Monday, January 14, 2008

How to look a complete idiot

first in a countless series...

christmas time


every december, like many workplaces, we get all "silly" and christmassy. the first year i was in the job my fellow minions and i decorated the department in the traditional tack-fest of tinsel, baubles and flashing lights (very judea, 0 AD). the powers that be decided that lights in combination with flammable gaudiness were a health and safety risk; so they were banned.

the following year; lights and bauble-less, i had a moment of inspiration from my post x-mas party polluted mind. i (and a similarly incapacitated colleague) spent an entire working day making paper snowmen and decorated a innocent bystanding ficus plant. in a moment of injustice, our 'tree' won a prize for charity for "best decorations based on a company value" (don't ask).

when decorating company property became a security and safety issue the paper based fun was ended... yet the charity prizes for decorations remained...

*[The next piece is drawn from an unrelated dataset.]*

PR #30059, opened 2026-08-28
perf(mitm-addon): bound x billing unicode label work

### LINKED ISSUE #30037: perf(python): bound unique Unicode label work in X URL billing
## Problem

On current `main` at `895b70cc33b936090afc7c86a4c71bf82a591324` (with the relevant mitm-addon files unchanged from the audited `8e9d333effada141917385e0482bcc35fd419fab`), X tweet-body billing can perform one IDNA normalization for every distinct Unicode label in a long post:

what to do? the only things left that we could legally decorate were ourselves.

so cue me getting an entire department to dress up as polyester christmas trees

(here's me; i decided not to include the group shot - far too cruel)

... we won again!

next time on "how to look like a complete idiot" --- skiing

2 comments:

MrLunchtime said...

Haha, fantastic!

AdreQ said...

fantastic, indeed. Be the tree - excellent.